(Beginning of Records provided)

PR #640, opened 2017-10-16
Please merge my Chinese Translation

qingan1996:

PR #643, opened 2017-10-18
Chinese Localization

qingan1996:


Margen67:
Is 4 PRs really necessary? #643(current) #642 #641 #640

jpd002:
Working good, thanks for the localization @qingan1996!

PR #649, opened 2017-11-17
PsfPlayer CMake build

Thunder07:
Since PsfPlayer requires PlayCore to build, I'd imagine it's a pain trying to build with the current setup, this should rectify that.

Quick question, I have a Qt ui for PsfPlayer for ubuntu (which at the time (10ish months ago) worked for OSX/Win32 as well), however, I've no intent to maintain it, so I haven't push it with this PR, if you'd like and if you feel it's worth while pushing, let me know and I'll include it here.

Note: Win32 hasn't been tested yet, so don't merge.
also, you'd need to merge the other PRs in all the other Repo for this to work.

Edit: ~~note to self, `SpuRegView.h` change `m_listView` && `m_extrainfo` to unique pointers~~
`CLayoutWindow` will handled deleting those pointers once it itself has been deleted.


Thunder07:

(End of Records provided)
(Beginning of Records provided)

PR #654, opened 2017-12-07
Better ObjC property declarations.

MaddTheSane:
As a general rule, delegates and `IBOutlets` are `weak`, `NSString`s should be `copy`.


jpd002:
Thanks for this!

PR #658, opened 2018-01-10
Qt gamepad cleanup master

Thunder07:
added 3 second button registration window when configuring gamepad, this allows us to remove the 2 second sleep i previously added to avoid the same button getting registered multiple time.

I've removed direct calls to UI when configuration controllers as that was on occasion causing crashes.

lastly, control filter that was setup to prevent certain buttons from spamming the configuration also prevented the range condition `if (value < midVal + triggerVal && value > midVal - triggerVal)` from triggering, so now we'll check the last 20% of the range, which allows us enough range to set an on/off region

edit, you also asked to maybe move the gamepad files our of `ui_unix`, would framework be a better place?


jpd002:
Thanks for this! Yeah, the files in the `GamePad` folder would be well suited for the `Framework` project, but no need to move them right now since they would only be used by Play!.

(End of Records provided)

Problem requirements
Using the data above, transcribe the lines that run from the line with "Better ObjC property declarations." to the line with "Thanks for this! Yeah, the", both ends kept, and output nothing else.

Result of this task
Better ObjC property declarations.

MaddTheSane:
As a general rule, delegates and `IBOutlets` are `weak`, `NSString`s should be `copy`.


jpd002:
Thanks for this!

PR #658, opened 2018-01-10
Qt gamepad cleanup master

Thunder07:
added 3 second button registration window when configuring gamepad, this allows us to remove the 2 second sleep i previously added to avoid the same button getting registered multiple time.

I've removed direct calls to UI when configuration controllers as that was on occasion causing crashes.

lastly, control filter that was setup to prevent certain buttons from spamming the configuration also prevented the range condition `if (value < midVal + triggerVal && value > midVal - triggerVal)` from triggering, so now we'll check the last 20% of the range, which allows us enough range to set an on/off region

edit, you also asked to maybe move the gamepad files our of `ui_unix`, would framework be a better place?


jpd002:
Thanks for this! Yeah, the files in the `GamePad` folder would be well suited for the `Framework` project, but no need to move them right now since they would only be used by Play!.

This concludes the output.